Items listed in a dataset
──────

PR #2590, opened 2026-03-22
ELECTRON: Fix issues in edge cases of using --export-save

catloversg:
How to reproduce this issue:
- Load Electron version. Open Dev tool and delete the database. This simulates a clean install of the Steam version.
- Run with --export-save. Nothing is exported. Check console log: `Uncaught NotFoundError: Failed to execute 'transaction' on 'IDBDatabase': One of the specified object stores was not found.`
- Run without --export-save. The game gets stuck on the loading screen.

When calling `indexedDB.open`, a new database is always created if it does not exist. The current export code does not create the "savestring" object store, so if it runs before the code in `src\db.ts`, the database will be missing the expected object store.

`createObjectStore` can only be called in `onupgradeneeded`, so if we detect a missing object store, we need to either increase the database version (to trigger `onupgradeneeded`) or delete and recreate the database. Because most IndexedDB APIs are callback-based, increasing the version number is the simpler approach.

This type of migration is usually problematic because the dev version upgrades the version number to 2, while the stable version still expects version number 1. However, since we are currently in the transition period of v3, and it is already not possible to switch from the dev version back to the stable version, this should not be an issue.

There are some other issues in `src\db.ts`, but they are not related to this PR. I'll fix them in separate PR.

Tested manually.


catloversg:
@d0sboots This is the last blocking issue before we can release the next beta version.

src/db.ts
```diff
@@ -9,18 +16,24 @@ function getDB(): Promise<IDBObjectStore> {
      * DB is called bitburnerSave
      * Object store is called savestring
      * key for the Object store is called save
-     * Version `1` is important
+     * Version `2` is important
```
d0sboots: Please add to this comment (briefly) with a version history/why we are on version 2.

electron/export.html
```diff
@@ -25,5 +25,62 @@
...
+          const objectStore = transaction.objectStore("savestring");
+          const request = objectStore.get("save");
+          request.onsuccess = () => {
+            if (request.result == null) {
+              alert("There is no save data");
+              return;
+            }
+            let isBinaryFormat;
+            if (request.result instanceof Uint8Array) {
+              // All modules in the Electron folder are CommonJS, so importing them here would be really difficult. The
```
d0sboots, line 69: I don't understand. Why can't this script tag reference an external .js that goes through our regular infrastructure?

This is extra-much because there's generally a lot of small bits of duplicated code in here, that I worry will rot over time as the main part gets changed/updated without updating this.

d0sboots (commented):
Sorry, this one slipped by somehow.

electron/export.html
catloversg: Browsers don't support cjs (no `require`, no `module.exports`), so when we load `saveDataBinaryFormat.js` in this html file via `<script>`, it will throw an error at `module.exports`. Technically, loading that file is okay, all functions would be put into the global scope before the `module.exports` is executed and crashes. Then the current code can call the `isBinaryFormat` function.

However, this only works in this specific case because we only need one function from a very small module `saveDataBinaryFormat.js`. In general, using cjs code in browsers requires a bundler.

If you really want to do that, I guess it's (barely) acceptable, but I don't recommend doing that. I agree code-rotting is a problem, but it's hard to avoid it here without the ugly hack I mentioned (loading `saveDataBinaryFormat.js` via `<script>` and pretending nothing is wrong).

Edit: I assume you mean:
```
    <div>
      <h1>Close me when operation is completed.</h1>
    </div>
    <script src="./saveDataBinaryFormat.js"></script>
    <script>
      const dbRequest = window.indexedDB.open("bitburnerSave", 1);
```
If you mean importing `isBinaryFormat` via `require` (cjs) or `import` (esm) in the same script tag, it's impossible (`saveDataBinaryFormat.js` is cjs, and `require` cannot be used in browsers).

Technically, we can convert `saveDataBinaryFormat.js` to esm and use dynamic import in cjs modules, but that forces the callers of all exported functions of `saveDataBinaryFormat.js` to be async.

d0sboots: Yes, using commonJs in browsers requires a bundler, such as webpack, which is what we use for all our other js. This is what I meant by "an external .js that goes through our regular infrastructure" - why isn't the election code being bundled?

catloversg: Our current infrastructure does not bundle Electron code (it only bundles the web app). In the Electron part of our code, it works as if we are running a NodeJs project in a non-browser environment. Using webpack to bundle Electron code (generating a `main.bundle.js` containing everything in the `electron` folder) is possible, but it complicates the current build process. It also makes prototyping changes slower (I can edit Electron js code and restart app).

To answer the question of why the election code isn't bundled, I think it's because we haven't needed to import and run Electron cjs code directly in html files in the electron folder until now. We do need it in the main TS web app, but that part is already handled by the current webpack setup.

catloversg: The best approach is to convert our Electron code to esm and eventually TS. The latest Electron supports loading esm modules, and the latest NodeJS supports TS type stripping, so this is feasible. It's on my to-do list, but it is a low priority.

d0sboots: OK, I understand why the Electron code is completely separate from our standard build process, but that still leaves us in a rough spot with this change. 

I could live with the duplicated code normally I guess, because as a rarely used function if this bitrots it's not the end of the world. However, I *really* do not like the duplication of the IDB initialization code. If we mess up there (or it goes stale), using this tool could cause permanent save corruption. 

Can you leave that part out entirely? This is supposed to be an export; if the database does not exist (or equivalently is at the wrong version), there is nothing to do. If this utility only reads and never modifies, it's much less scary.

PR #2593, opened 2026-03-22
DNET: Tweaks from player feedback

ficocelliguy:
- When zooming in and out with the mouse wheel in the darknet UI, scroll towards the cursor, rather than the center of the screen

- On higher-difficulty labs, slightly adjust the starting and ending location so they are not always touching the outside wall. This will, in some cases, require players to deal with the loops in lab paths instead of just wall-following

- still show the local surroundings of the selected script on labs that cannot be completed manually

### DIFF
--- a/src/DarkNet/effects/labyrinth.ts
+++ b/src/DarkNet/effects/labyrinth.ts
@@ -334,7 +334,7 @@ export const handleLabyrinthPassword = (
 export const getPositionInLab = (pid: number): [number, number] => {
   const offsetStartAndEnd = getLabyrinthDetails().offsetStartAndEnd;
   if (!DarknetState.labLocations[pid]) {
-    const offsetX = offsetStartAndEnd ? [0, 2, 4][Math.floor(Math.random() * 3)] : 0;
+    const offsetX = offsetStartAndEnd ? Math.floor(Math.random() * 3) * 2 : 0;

──────

**Task requirements**
Nothing in the records may change. Print all of them.

**Written response**
PR #2590, opened 2026-03-22
ELECTRON: Fix issues in edge cases of using --export-save

catloversg:
How to reproduce this issue:
- Load Electron version. Open Dev tool and delete the database. This simulates a clean install of the Steam version.
- Run with --export-save. Nothing is exported. Check console log: `Uncaught NotFoundError: Failed to execute 'transaction' on 'IDBDatabase': One of the specified object stores was not found.`
- Run without --export-save. The game gets stuck on the loading screen.

When calling `indexedDB.open`, a new database is always created if it does not exist. The current export code does not create the "savestring" object store, so if it runs before the code in `src\db.ts`, the database will be missing the expected object store.

`createObjectStore` can only be called in `onupgradeneeded`, so if we detect a missing object store, we need to either increase the database version (to trigger `onupgradeneeded`) or delete and recreate the database. Because most IndexedDB APIs are callback-based, increasing the version number is the simpler approach.

This type of migration is usually problematic because the dev version upgrades the version number to 2, while the stable version still expects version number 1. However, since we are currently in the transition period of v3, and it is already not possible to switch from the dev version back to the stable version, this should not be an issue.

There are some other issues in `src\db.ts`, but they are not related to this PR. I'll fix them in separate PR.

Tested manually.


catloversg:
@d0sboots This is the last blocking issue before we can release the next beta version.

src/db.ts
```diff
@@ -9,18 +16,24 @@ function getDB(): Promise<IDBObjectStore> {
      * DB is called bitburnerSave
      * Object store is called savestring
      * key for the Object store is called save
-     * Version `1` is important
+     * Version `2` is important
```
d0sboots: Please add to this comment (briefly) with a version history/why we are on version 2.

electron/export.html
```diff
@@ -25,5 +25,62 @@
...
+          const objectStore = transaction.objectStore("savestring");
+          const request = objectStore.get("save");
+          request.onsuccess = () => {
+            if (request.result == null) {
+              alert("There is no save data");
+              return;
+            }
+            let isBinaryFormat;
+            if (request.result instanceof Uint8Array) {
+              // All modules in the Electron folder are CommonJS, so importing them here would be really difficult. The
```
d0sboots, line 69: I don't understand. Why can't this script tag reference an external .js that goes through our regular infrastructure?

This is extra-much because there's generally a lot of small bits of duplicated code in here, that I worry will rot over time as the main part gets changed/updated without updating this.

d0sboots (commented):
Sorry, this one slipped by somehow.

electron/export.html
catloversg: Browsers don't support cjs (no `require`, no `module.exports`), so when we load `saveDataBinaryFormat.js` in this html file via `<script>`, it will throw an error at `module.exports`. Technically, loading that file is okay, all functions would be put into the global scope before the `module.exports` is executed and crashes. Then the current code can call the `isBinaryFormat` function.

However, this only works in this specific case because we only need one function from a very small module `saveDataBinaryFormat.js`. In general, using cjs code in browsers requires a bundler.

If you really want to do that, I guess it's (barely) acceptable, but I don't recommend doing that. I agree code-rotting is a problem, but it's hard to avoid it here without the ugly hack I mentioned (loading `saveDataBinaryFormat.js` via `<script>` and pretending nothing is wrong).

Edit: I assume you mean:
```
    <div>
      <h1>Close me when operation is completed.</h1>
    </div>
    <script src="./saveDataBinaryFormat.js"></script>
    <script>
      const dbRequest = window.indexedDB.open("bitburnerSave", 1);
```
If you mean importing `isBinaryFormat` via `require` (cjs) or `import` (esm) in the same script tag, it's impossible (`saveDataBinaryFormat.js` is cjs, and `require` cannot be used in browsers).

Technically, we can convert `saveDataBinaryFormat.js` to esm and use dynamic import in cjs modules, but that forces the callers of all exported functions of `saveDataBinaryFormat.js` to be async.

d0sboots: Yes, using commonJs in browsers requires a bundler, such as webpack, which is what we use for all our other js. This is what I meant by "an external .js that goes through our regular infrastructure" - why isn't the election code being bundled?

catloversg: Our current infrastructure does not bundle Electron code (it only bundles the web app). In the Electron part of our code, it works as if we are running a NodeJs project in a non-browser environment. Using webpack to bundle Electron code (generating a `main.bundle.js` containing everything in the `electron` folder) is possible, but it complicates the current build process. It also makes prototyping changes slower (I can edit Electron js code and restart app).

To answer the question of why the election code isn't bundled, I think it's because we haven't needed to import and run Electron cjs code directly in html files in the electron folder until now. We do need it in the main TS web app, but that part is already handled by the current webpack setup.

catloversg: The best approach is to convert our Electron code to esm and eventually TS. The latest Electron supports loading esm modules, and the latest NodeJS supports TS type stripping, so this is feasible. It's on my to-do list, but it is a low priority.

d0sboots: OK, I understand why the Electron code is completely separate from our standard build process, but that still leaves us in a rough spot with this change. 

I could live with the duplicated code normally I guess, because as a rarely used function if this bitrots it's not the end of the world. However, I *really* do not like the duplication of the IDB initialization code. If we mess up there (or it goes stale), using this tool could cause permanent save corruption. 

Can you leave that part out entirely? This is supposed to be an export; if the database does not exist (or equivalently is at the wrong version), there is nothing to do. If this utility only reads and never modifies, it's much less scary.

PR #2593, opened 2026-03-22
DNET: Tweaks from player feedback

ficocelliguy:
- When zooming in and out with the mouse wheel in the darknet UI, scroll towards the cursor, rather than the center of the screen

- On higher-difficulty labs, slightly adjust the starting and ending location so they are not always touching the outside wall. This will, in some cases, require players to deal with the loops in lab paths instead of just wall-following

- still show the local surroundings of the selected script on labs that cannot be completed manually

### DIFF
--- a/src/DarkNet/effects/labyrinth.ts
+++ b/src/DarkNet/effects/labyrinth.ts
@@ -334,7 +334,7 @@ export const handleLabyrinthPassword = (
 export const getPositionInLab = (pid: number): [number, number] => {
   const offsetStartAndEnd = getLabyrinthDetails().offsetStartAndEnd;
   if (!DarknetState.labLocations[pid]) {
-    const offsetX = offsetStartAndEnd ? [0, 2, 4][Math.floor(Math.random() * 3)] : 0;
+    const offsetX = offsetStartAndEnd ? Math.floor(Math.random() * 3) * 2 : 0;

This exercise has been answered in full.